Segment Start: PROVIDED ENTRIES
PR #326, opened 2018-03-13
Robust-er JS code

walaura:
Couple of JS low level improvements:

- Wrap the (new+analytics) js in dotcom's `polyfill.io`, whereas before the js would just not load in older browsers. This makes it run even in IE10
- Wrap new elements in `loadElements` in a `try {} catch {]` block that reports back to Sentry so one error can't bring the rest of components down.


public/js/utils.js
```diff
@@ -0,0 +1,22 @@
...
+    const errorTimeout = window.setTimeout(() => {
+      error();
+    }, 5000);
+    const $script = document.createElement('script');
+    $script.addEventListener('load', () => {
+      clearTimeout(errorTimeout);
+      success();
+    });
+    $script.src =
+      'https://assets.guim.co.uk/polyfill.io/v2/polyfill.min.js?rum=0&features=es6,es7,es2017,Object.assign,Element.prototype.dataset,default-3.6,fetch,promise&flags=gated&callback=onPolyfillIo&unknown=polyfill';
```
sndrs: there's a lot of features being requested here, do you only need `fetch` and `promise`?

you're also passing `callback=onPolyfillIo` which means you can define a global `onPolyfillIo` function to fire your success – `load` doesn't necessarily mean parsed adn ready

walaura: @sndrs i copypasted dotcom and added fetch and promise, i did a very naive check but my idea is that if the browser ~has~ fetch and promise everything else goes too. I'm intentionally casting a wide feature net because in this project want the js to either work or fail but not be in an inconsistent semi working state. i will however remove the more esoteric ones!

nice catch on the callback!

sndrs: in that case, you could just _always_ use it? you always get the callback, and if there's nothing needing to be polyfilled, you just move straight on? 

there will be things that fall through the gaps otherwise, e.g. [ff 45/chrome 49 support `promise` and `fetch` but not `Object.prototype.values`](https://caniuse.com/#feat=object-values,promises,fetch). with the current set up, IE9 (0.01% of guardian visitors) would be polyfilled and work, but the others (0.75%) would error?

PR #5114, opened 2024-07-22
Fix bug with changing monitor frequency from scheduled to "not scheduled"

jpople:
Closes PROD-2305

### Description Of Changes

Fixes a bug where discovery monitors that were scheduled for execution couldn't have their execution frequency changed to "not scheduled".

The issue was that the backend was treating a value of "undefined" for `execution_frequency` as "not scheduled", but the frontend isn't able to explicitly send "undefined" in its API request's payload.  To fix, added a `NOT_SCHEDULED` option to the MonitorFrequency enum and updated form on frontend and validation on backend to handle it as an explicit value.

### Code Changes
Segment End: PROVIDED ENTRIES
◆ TASK ITEM
There is a run of lines above from the one with "Closes PROD-2305" to the one with "Fixes a bug"; print exactly that run, both ends included, and nothing else.

◆ RESULT FOR THIS EXERCISE
Closes PROD-2305

### Description Of Changes

Fixes a bug where discovery monitors that were scheduled for execution couldn't have their execution frequency changed to "not scheduled".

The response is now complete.